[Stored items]
* * *

PR #482, opened 2023-03-15
feat(volume3d): add orientation to volume viewport 3d

sedghi:
This will add `Orientation` to volume viewport 3D


packages/core/src/RenderingEngine/VolumeViewport3D.ts
```diff
@@ -13,13 +13,27 @@ class VolumeViewport3D extends BaseVolumeViewport {
...
-    const { parallelProjection } = this.options;
+    const { parallelProjection, orientation } = this.options;
 
     const activeCamera = this.getVtkActiveCamera();
 
     if (parallelProjection != null) {
       activeCamera.setParallelProjection(parallelProjection);
     }
+
+    if (orientation && orientation !== OrientationAxis.ACQUISITION) {
```
jbocce, line 24: Actually... does it make sense to refactor this code and put it in the `BaseVolumeViewport` constructor? That is move it there and remove it from here and in `VolumeViewport`?

jbocce (commented):
One comment that we really should consider.

packages/core/src/RenderingEngine/VolumeViewport3D.ts
sedghi: sure

jbocce: Perhaps I was not clear... apologies. Why not put the whole `if` block (i.e. lines 37-40) in the `BaseVolumeViewport` `constructor`?

jbocce (commented):
Apologies, I just wanted to clarify what I had meant.

packages/core/src/RenderingEngine/VolumeViewport3D.ts
sedghi: because one has a early return but more logic later

jbocce (approved):
Looks good. Approved.

PR #483, opened 2023-03-15
fix(stackViewport): check same image was broken after 16 bit texture

sedghi:
when not using the 16 bit texture, we shouldn't check data type


Ouwen:
LGTM!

* * *

Task goal
The result should be every line that contains "texture", copied from the entries.

Response for this exercise
fix(stackViewport): check same image was broken after 16 bit texture
when not using the 16 bit texture, we shouldn't check data type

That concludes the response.